* _What the task requires_: Each entry must be restated word for word.
Top of Information
PR #1609, opened 2021-06-12
Make C++11 support mandatory

ahoenselaar:


stevengj:
My thinking in making it optional is that this tests actually checks for a whole array of C++11 features, whereas we only need a few.  So, it's still possible that Meep will compile if C++11 is not fully supported, as long as the compiler has the features that we need — the user will find out when `make` runs in any case.   (The main virtue of the macro is that it turns on compiler flags like `-std=c++11` if needed.)

Maybe just give a warning (with `AC_WARN`) if C++11 support is not detected by the `configure` script.

PR #1610, opened 2021-06-13
Run a sanitizer workflow every 12 hours

ahoenselaar:
The sanitizers have a significantly longer runtime, so I am proposing to run them twice a day.
The workflow publishes logs that can be downloaded for further analysis.

### DIFF
--- a/.github/workflows/build-san.yml
+++ b/.github/workflows/build-san.yml
@@ -1,0 +1,58 @@
+name: Sanitizers
+
+on:
+  schedule:
+    - cron:  "24 10,22 * * *"
+  workflow_dispatch:
+
+jobs:
+  build:
+    name: "Test C++ with ${{ matrix.name-suffix }}"
+    runs-on: ubuntu-latest
+
+    strategy:
+      fail-fast: false
+      matrix:
+        include:
+          - name-suffix: "ASAN"
+            sanitizer: "address"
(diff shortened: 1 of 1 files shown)


.github/workflows/build-san.yml
```diff
@@ -0,0 +1,58 @@
...
+    - name: Check out repository
+      uses: actions/checkout@v2
+    - name: Autoreconf
+      run: autoreconf -if
+    - name: configure
+      run: |
+        ./configure \
+          --with-hdf5 --without-mpi --without-python --without-scheme \
+          --enable-shared --enable-maintainer-mode \
+          CPPFLAGS="-fsanitize=${{ matrix.sanitizer }} ${{ matrix.debug-options }}" \
```
stevengj, line 46: Isn't this a `CXXFLAGS` not a `CPPFLAGS`?

stevengj:
Looks fine to me other than the tweak above.  (Once a day seems sufficient to me?)

.github/workflows/build-san.yml
ahoenselaar: Updated

ahoenselaar:
> Looks fine to me other than the tweak above. (Once a day seems sufficient to me?)

Reduced the frequency to once per day.

PR #1612, opened 2021-06-13
Reduce the number of compiler warnings

ahoenselaar:
* Removes an unused functions
* Fixes a few logic errors caused by ignored warnings

### DIFF
--- a/python/meep.i
+++ b/python/meep.i
@@ -832,7 +832,7 @@ void _get_gradient(PyObject *grad, PyObject *fields_a, PyObject *fields_f, PyObj
     void* where;
 
     PyObject *swigobj = PyObject_GetAttrString(grid_volume, "swigobj");
-    SWIG_ConvertPtr(swigobj,&where,NULL,NULL);
+    SWIG_ConvertPtr(swigobj,&where,0,NULL);
     const meep::volume* where_vol = (const meep::volume*)where;
 
     // clean the frequencies array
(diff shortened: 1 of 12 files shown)


python/meep.i
```diff
@@ -841,7 +841,7 @@ void _get_gradient(PyObject *grad, PyObject *fields_a, PyObject *fields_f, PyObj
     if (!PyArray_ISCARRAY(pao_freqs)) meep::abort("Numpy fields array must be C-style contiguous.");
     double *frequencies_c = (double *)PyArray_DATA(pao_freqs);
     int nf = PyArray_DIMS(pao_freqs)[0];
-    if (PyArray_DIMS(pao_grad)[0] != nf) meep::abort("Numpy grad array is allocated for %d frequencies; it should be allocated for %d.",PyArray_DIMS(pao_grad)[0],nf);
+    if (PyArray_DIMS(pao_grad)[0] != nf) meep::abort("Numpy grad array is allocated for %ld frequencies; it should be allocated for %ld.",PyArray_DIMS(pao_grad)[0],nf);
```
Bottom of Information
* _Reply_:
PR #1609, opened 2021-06-12
Make C++11 support mandatory

ahoenselaar:


stevengj:
My thinking in making it optional is that this tests actually checks for a whole array of C++11 features, whereas we only need a few.  So, it's still possible that Meep will compile if C++11 is not fully supported, as long as the compiler has the features that we need — the user will find out when `make` runs in any case.   (The main virtue of the macro is that it turns on compiler flags like `-std=c++11` if needed.)

Maybe just give a warning (with `AC_WARN`) if C++11 support is not detected by the `configure` script.

PR #1610, opened 2021-06-13
Run a sanitizer workflow every 12 hours

ahoenselaar:
The sanitizers have a significantly longer runtime, so I am proposing to run them twice a day.
The workflow publishes logs that can be downloaded for further analysis.

### DIFF
--- a/.github/workflows/build-san.yml
+++ b/.github/workflows/build-san.yml
@@ -1,0 +1,58 @@
+name: Sanitizers
+
+on:
+  schedule:
+    - cron:  "24 10,22 * * *"
+  workflow_dispatch:
+
+jobs:
+  build:
+    name: "Test C++ with ${{ matrix.name-suffix }}"
+    runs-on: ubuntu-latest
+
+    strategy:
+      fail-fast: false
+      matrix:
+        include:
+          - name-suffix: "ASAN"
+            sanitizer: "address"
(diff shortened: 1 of 1 files shown)


.github/workflows/build-san.yml
```diff
@@ -0,0 +1,58 @@
...
+    - name: Check out repository
+      uses: actions/checkout@v2
+    - name: Autoreconf
+      run: autoreconf -if
+    - name: configure
+      run: |
+        ./configure \
+          --with-hdf5 --without-mpi --without-python --without-scheme \
+          --enable-shared --enable-maintainer-mode \
+          CPPFLAGS="-fsanitize=${{ matrix.sanitizer }} ${{ matrix.debug-options }}" \
```
stevengj, line 46: Isn't this a `CXXFLAGS` not a `CPPFLAGS`?

stevengj:
Looks fine to me other than the tweak above.  (Once a day seems sufficient to me?)

.github/workflows/build-san.yml
ahoenselaar: Updated

ahoenselaar:
> Looks fine to me other than the tweak above. (Once a day seems sufficient to me?)

Reduced the frequency to once per day.

PR #1612, opened 2021-06-13
Reduce the number of compiler warnings

ahoenselaar:
* Removes an unused functions
* Fixes a few logic errors caused by ignored warnings

### DIFF
--- a/python/meep.i
+++ b/python/meep.i
@@ -832,7 +832,7 @@ void _get_gradient(PyObject *grad, PyObject *fields_a, PyObject *fields_f, PyObj
     void* where;
 
     PyObject *swigobj = PyObject_GetAttrString(grid_volume, "swigobj");
-    SWIG_ConvertPtr(swigobj,&where,NULL,NULL);
+    SWIG_ConvertPtr(swigobj,&where,0,NULL);
     const meep::volume* where_vol = (const meep::volume*)where;
 
     // clean the frequencies array
(diff shortened: 1 of 12 files shown)


python/meep.i
```diff
@@ -841,7 +841,7 @@ void _get_gradient(PyObject *grad, PyObject *fields_a, PyObject *fields_f, PyObj
     if (!PyArray_ISCARRAY(pao_freqs)) meep::abort("Numpy fields array must be C-style contiguous.");
     double *frequencies_c = (double *)PyArray_DATA(pao_freqs);
     int nf = PyArray_DIMS(pao_freqs)[0];
-    if (PyArray_DIMS(pao_grad)[0] != nf) meep::abort("Numpy grad array is allocated for %d frequencies; it should be allocated for %d.",PyArray_DIMS(pao_grad)[0],nf);
+    if (PyArray_DIMS(pao_grad)[0] != nf) meep::abort("Numpy grad array is allocated for %ld frequencies; it should be allocated for %ld.",PyArray_DIMS(pao_grad)[0],nf);
```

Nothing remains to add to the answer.